■ SUPPLIED ENTRIES ■
PR #8127, opened 2022-07-16
Workaround for linux 5.18+ i915 hang at cost of performance

nyanmisaka:
**Changes**
- Workaround for linux 5.18+ i915 hang at cost of performance

PR #9050, opened 2023-01-09
Update workaround for i915 hang in linux 5.18 to 6.1.3

nyanmisaka:
The issue has been fixed in linux 6.2 recently: https://github.com/torvalds/linux/commit/3f882f2

And the fix was cherry picked into 6.0.18 and 6.1.4 (may be used by debian [bookworm](https://lists.debian.org/debian-kernel/2023/01/msg00066.html)).

**Changes**
- Update workaround for i915 hang in linux 5.18 to 6.1

**Issues**
- Fix the lower FPS on Intel QSV/VAAPI made by #8127

### DIFF
--- a/MediaBrowser.Controller/MediaEncoding/EncodingHelper.cs
+++ b/MediaBrowser.Controller/MediaEncoding/EncodingHelper.cs
@@ -35,7 +35,11 @@ namespace MediaBrowser.Controller.MediaEncoding
         private readonly IMediaEncoder _mediaEncoder;
         private readonly ISubtitleEncoder _subtitleEncoder;
         private readonly IConfiguration _config;
-        private readonly Version _minKernelVersioni915Hang = new Version(5, 18);
+
+        // i915 hang was fixed by linux 6.2 (3f882f2)
+        private readonly Version _minKerneli915Hang = new Version(5, 18);
+        private readonly Version _maxKerneli915Hang = new Version(6, 1, 3);
+        private readonly Version _minFixedKernel60i915Hang = new Version(6, 0, 18);
 
         private static readonly string[] _videoProfilesH264 = new[]
         {
@@ -1309,7 +1313,7 @@ namespace MediaBrowser.Controller.MediaEncoding
             // which will reduce overhead in performance intensive tasks such as 4k transcoding and tonemapping.
             var intelLowPowerHwEncoding = false;
 
-            // Workaround for linux 5.18+ i915 hang at cost of performance.
+            // Workaround for linux 5.18 to 6.1.3 i915 hang at cost of performance.
             // https://github.com/intel/media-driver/issues/1456
             var enableWaFori915Hang = false;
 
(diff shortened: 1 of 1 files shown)


1337joe (approved):

Shadowghost (approved):

Bond-009 (approved):

snakeeater4526:
i swear the bug was fixed one week ago, and just today i used it and gpu hangs are back like before

NicholasFlamy:
I installed Jellyfin on TrueNAS very recently and Quicksync hardware acceleration worked for about 2 days before it stopped working and every time I tried to stream transcoded the client would say the media is not compatible. Have to use software transcoding for now (ugh, 90% CPU usage for 4K Blu-ray transcode to 1080p lower bitrate.)
I have an i7 8700K in my Media Server.

nyanmisaka:
> i swear the bug was fixed one week ago, and just today i used it and gpu hangs are back like before @nyanmisaka sorry to bother but can someone see again about this bug?

Please give more contexts about your kernel and distro. I believe the original issue I submitted here is already fixed in Linux 6.2 and some backports version.

https://github.com/intel/media-driver/issues/1456

snakeeater4526:
I actually run my jellyfin on a proxmox VM running ubuntu 22.04.1 with linux 5.15-60 ( was 57 before if i remember ).

I'm 100% sure the bug was fixed 2 weeks ago when the update appeared, and this week ( maybe with the install of the -60 kernel ) it's broken

snakeeater4526:
i'm actually gonna try to force update the kernel to a newer version... but it's clearly a problem for people like me that use ubuntu os as a server

snakeeater4526:
Ok, so the kernel update seems to have fixed the problem . But now the performance is tanked quite a lot and HDR to SDR mapping doesn't seem to work at all... but at least now it work and somewhat usable .

So for people that have the same problem, you have to update you kernel to a version higher than the original, rn i use the latest kernel available on ubuntu ( 6.1.11 )

( also there still this bug that make you unable to force the transcoding if you're stock file have lower bitrate, for exemple a well encoded 4k movie can be 10mbps in AV1, and it's impossible to transcode in h264 4k for device that don't support it .

but that's another unrelated issue ^^ )

snakeeater4526:
IT IS the version i use ^^

nyanmisaka:
If the tonemap speed is slow, you can choose the tonemap algorithm "mobius" to improve the speed.

Also, you can add `options i915 enable_guc=2` in `/etc/modprobe.d/i915.conf` and update initramfs. Then enable the low-power encoder in Jellyfin dashboard to improve performance.

https://jellyfin.org/docs/general/administration/hardware-acceleration/#intel-gen9-and-gen11-igpus

snakeeater4526:
it's not that the tonemap is slow, it's the whole transcode that is slow ( only a 45fps at 1080 10mps) 
and the tonemap is completely broken , even activated in the settings it's doesn't take.

Gonna see for the low power thingy but i use intel core 9th gen encoder ( coffee lake if i remember )

nyanmisaka:
Please share the ffmpeg transcode log.

snakeeater4526:
[transcode log.txt](https://github.com/jellyfin/jellyfin/files/10698960/transcode.log.txt)

nyanmisaka:
You were transcoding an AV1 4k HDR to H264 4k SDR.
So it make sense due to 9th Gen Intel doesn't support AV1 hardware decoding.

snakeeater4526:
decoding yes, but it shouldn't be a problem for hdr encoding anyway and anyway all of that was working before so idk... intel drivers seems a nightmare xD

snakeeater4526:
downgraded to 6.0.19 because there was a bug with 6.1.x was causing crash. but now somehow the hang is back... someday intel drivers will work...

snakeeater4526:
Strangely enough, this problem seems fixed when updated to ubuntu 22.10 ( was 22.04 before with kernel 6.0 ). today i'm still kernel 6.0 but with ubuntu 22.10, and the problem seems gone... strange

PR #8147, opened 2022-07-19
Rewrite NetworkManager and incorporate various fixes from open PRs

Shadowghost:
I tried debugging and fixing a problem but didn't understand all the custom code, so I reimplemented the NetworkManager functionality with native .NET `IPAddress` and `IPNetwork`  and a way more simpler object to hold both (e.g. for interfaces or in case we allow IPs and Subnets in a config)

**Changes**
* Migrate to native .NET IP objects and functions
* Incorporate changes from #5595
* Fix `LocalAddress` resolution in `System/Info/Public`
* Remove hack for .NET issues resolved in .NET 6
* Remove invalid hack for X-Forwarded-For headers when IPv6 is enabled
* Remove unused configuration values from network settings
* Group network settings by functionality (this only affects how they appear in `network.xml`)
* Handle subnets in `KnownProxies`
* Removed `UdpSocket` and replaced it with native .NET sockets
* DLNA/SSDP and AutoDiscovery now only bind to valid bind addresses (WIP)

**Notes**
* DLNA does not require IPs in the `Location` prop but a lot of clients do not work with domains, therefore we force IP+port
* DLNA and SSDP still only support IPv4

**Issues**
* Additional testing is welcome, especially DLNA/SSDP and AutoDiscovery

**Related**
Fixes #6272 
Fixes #9298
Fixes #9300
Partially fixes #8692
Might fix #4442
Might fix #7791
Might fix #9298
Might fix #9445
Might fix #9540
Might fix #9586

PR #9066, opened 2023-01-11
Change log level for bind address usage to debug

### LINKED ISSUE #9024: [Issue]: Jellyfin is spamming stdout with Using BindAddress during a library scan
### Please describe your bug

I have jellyfin running in a docker container. Today I did a full library scan and told it to rebuild everything. `docker logs` is filled with this:

```
[17:59:26] [INF] [104] Jellyfin.Networking.Manager.NetworkManager: 192.168.32.28/32: Using BindAddress https://jellyfin.redacted.net:null
[17:59:26] [INF] [104] Jellyfin.Networking.Manager.NetworkManager: 192.168.32.28/32: Using BindAddress https://jellyfin.redacted.net:null
[17:59:26] [INF] [55] Jellyfin.Networking.Manager.NetworkManager: 192.168.32.28/32: Using BindAddress https://jellyfin.redacted.net:null
[17:59:26] [INF] [55] Jellyfin.Networking.Manager.NetworkManager: 192.168.32.28/32: Using BindAddress https://jellyfin.redacted.net:null
[17:59:27] [INF] [55] Jellyfin.Networking.Manager.NetworkManager: 192.168.32.28/32: Using BindAddress https://jellyfin.redacted.net:null
[17:59:27] [INF] [55] Jellyfin.Networking.Manager.NetworkManager: 192.168.32.28/32: Using BindAddress https://jellyfin.redacted.net:null
[17:59:27] [INF] [55] Jellyfin.Networking.Manager.NetworkManager: 192.168.32.28/32: Using BindAddress https://jellyfin.redacted.net:null
```

### Jellyfin Version

10.8.0

### if other:

_No response_

### Environment

```markdown
- OS:
- Virtualization: Docker
- Clients:
- Browser:
- FFmpeg Version:
- Playback Method:
- Hardware Acceleration:
- Plugins:
- Reverse Proxy:
- Base URL:
- Networking:
- Storage:
```

### Jellyfin logs

_No response_

### FFmpeg logs

_No response_

_No response_

_No response_

### Code of Conduct

barronpm:
Fixes #9024

### DIFF
--- a/Jellyfin.Networking/Manager/NetworkManager.cs
+++ b/Jellyfin.Networking/Manager/NetworkManager.cs
@@ -375,7 +375,7 @@ namespace Jellyfin.Networking.Manager
 
                 if (MatchesPublishedServerUrl(source, isExternal, out string res, out port))
                 {
-                    _logger.LogInformation("{Source}: Using BindAddress {Address}:{Port}", source, res, port);
+                    _logger.LogDebug("{Source}: Using BindAddress {Address}:{Port}", source, res, port);
                     return res;
                 }
             }


crobibero:
I think this only fixes the symptom, not the actual issue.. iirc the issue is that the network list that Jellyfin can bind to keeps changing

barronpm:
Based on the logs, and a quick look through the NetworkManager class, it seems like the problem is that something keeps calling this method, so even for the same source IP, this method gets called repeatedly. Admittedly, it would probably be better to find out where this is happening and look into caching the result, but for now I'm trying to minimize conflicts with #8147. Is there a GitHub issue showing that particular bug?

Shadowghost:
From experience the reason this gets spammed is a failing and restarting docker container.

barronpm:
Unless the issue author cut out other logs, that shouldn't be the case since there is no exception/startup logs

fhriley:
I can provide some color now that I understand where the log message is coming from. I have a scraper that scrapes from Jellyfin. It determines if it needs to log in (since login is expensive) by hitting the system info api endpoint. If it gets a 401, it needs to log in. If not, it can use its existing token. Thus, the spamming was because my scraper was calling that endpoint a lot.

crobibero (approved):

Bond-009 (approved):

PR #5373, opened 2021-03-04
Remove DvdLib

ferferga:
Always query ffprobe for DVD and bluray info

Close #4901

Issue #7786, opened 2022-05-23
[BUG] 10.8.0.0 beta3 DVD playback issue on Rocky Linux (CentOS builds)


jrvmedic:
1. Virgin installation of Rocky Linux 8.6
2. Virgin installation of  ffmpeg v5.0.1 static from ffmpeg.org website. Verfied it can transcode file VOB -> MP4
3.  Virgin installation of JellyFin v10.8.0.0 beta3 for Centos according to instructions on website.
4. Via browser to localhost:8096, added folder with two DVD images to create library, and scanned it.
5. From web browser attempted to play either of the DVDs yields "Playback Error" (see image).
6. Checking the .log shows a transcode problem when manually running the generated command line for the ffmpeg utitlity. (see below)
7. ffmpeg appears to complain that the input paramter (-i file:"/media/dvds/_YOUNG_SHELDON/YOUNG_SHELDON_S01_D2_2017" ) is a directory, and is not a file - Which is entirely true;
8. however, inside the folder (on disc) is the folder "VIDEO_TS", and therein are a dozen files (names VIDEO_TS.BUF/.IFO, etc and many .VOB files. This "dvd image" plays fine when directed to "play disc to VLC"
9. I would have expected JellyFin Server software to have generated an ffmpeg command line with one of the VOB files, or more probably, one of the .IFO files. Perhaps this is considered to be a "bug" in the ffmpeg software, and not a bug in the JellyFin software. But in any event, JellyFin server does not appear to play any DVD images that are put into its libraries.

May-23: I have confirmed that if the ffmpeg command -i parameter is changed from ]]]file:"/media/dvds/_YOUNG_SHELDON/YOUNG_SHELDON_S01_D2_2017"[[[ to ]]]file:"/media/dvds/_YOUNG_SHELDON/YOUNG_SHELDON_S01_D2_2017/VIDEO_TS/VIDEO_TS.VOB"[[[ then the .m3u8 file gets generated, and the .ts's files for it are created. The question therefore is: "What is the correct behavior for Jellyfin Server? Should it leave decoding of the sub-directories to ffmpeg? Or is its behavior correct and the containing folder above it is correct on the command line?"

I am unable to find documentation and/or examples of ffmpeg referencing a "dvd image" aka "a directory image of VOB,IFO, and BUF files", so my guess is that Jellyfin Server is creating the wrong -i parameter for ffmepg - but I cannot find any documentation as to what the new DVD behavior of Jellyfin should be.

[...]

PR #9068, opened 2023-01-11
Remove DvdLib

barronpm:
Based on the investigation done in #5373, the current code for DvdLib is unused, and it doesn't work with Windows paths.

This PR removes the unused/broken code. 

@ferferga, the original PR also removed BDInfo, was that unused as well?

Replaces #5373


Shadowghost (approved):

Shadowghost:
Afaik we're using ffmpeg for everything now.

Roardom:
> Afaik we're using ffmpeg for everything now.

Is this why playback of DVDs has been broken since 10.7.0? (https://github.com/jellyfin/jellyfin/issues/7786)

Bond-009 (approved):

MediaBrowser.Providers/MediaInfo/FFProbeVideoInfo.cs
```diff
@@ -85,40 +84,22 @@ public class FFProbeVideoInfo
...
                     var inputPath = item.Path;
-
                     blurayDiscInfo = GetBDInfo(inputPath);
 
-                    streamFileNames = blurayDiscInfo.Files;
-
-                    if (streamFileNames.Length == 0)
+                    if (blurayDiscInfo.Files.Length == 0)
                     {
                         _logger.LogError("No playable vobs found in bluray structure, skipping ffprobe.");
```
Shadowghost, line 98:
```suggestion
                        _logger.LogError("No playable filesfound in bluray structure, skipping ffprobe.");
```

Shadowghost (changes requested):
After looking at the playback code and fixing metadata retrival for DVD folders locally I came to the conclusion that playing folders outside of an ISO was never supported for DVDs.

It works for BDs because FFmpeg provides a special protocol handler (`bluray://`) for those folders - which is not the case for DVDs. We'd need to handle VOB selection and concatenation ourself to make playing DVDs from folders work (which we currently do not at all).

While doing so I found another function you can remove (also needs to be removed from the interface):
`MediaBrowser.Encoding.Encoder.MediaEncoder.GetPrimaryPlaylistVobFiles`

crobibero (approved):

PR #9071, opened 2023-01-11
Fix client supported image formats

teobaranga:
I recently noticed on the Android TV app that logos for TV shows with transparent backgrounds now had black backgrounds instead. I traced this to `GetClientSupportedFormats` short circuiting if the Accept header was missing.

These changes remove the short-circuit so that at least the jpg and png formats get added by default. Some code is adjusted so that it handles a missing Accept header.


crobibero (approved):

nielsvanvelzen (approved):
I'm working on a client-side fix for jellyfin-androidtv that will set the Accept header to `application/json, application/octet-stream;q=0.9, */*;q=0.8` (https://github.com/jellyfin/jellyfin-sdk-kotlin/pull/638).

Still good to fix it serverside aswell.

Bond-009 (approved):

teobaranga:
Nice, cheers for approving 👍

■ ABOUT THIS EXERCISE ■
Only an exact copy of the listing above, from its first line up to and including the line with "PR #9050, opened 2023-01-09", counts as the answer.

■ ANSWER TO THE EXERCISE ■
PR #8127, opened 2022-07-16
Workaround for linux 5.18+ i915 hang at cost of performance

nyanmisaka:
**Changes**
- Workaround for linux 5.18+ i915 hang at cost of performance

PR #9050, opened 2023-01-09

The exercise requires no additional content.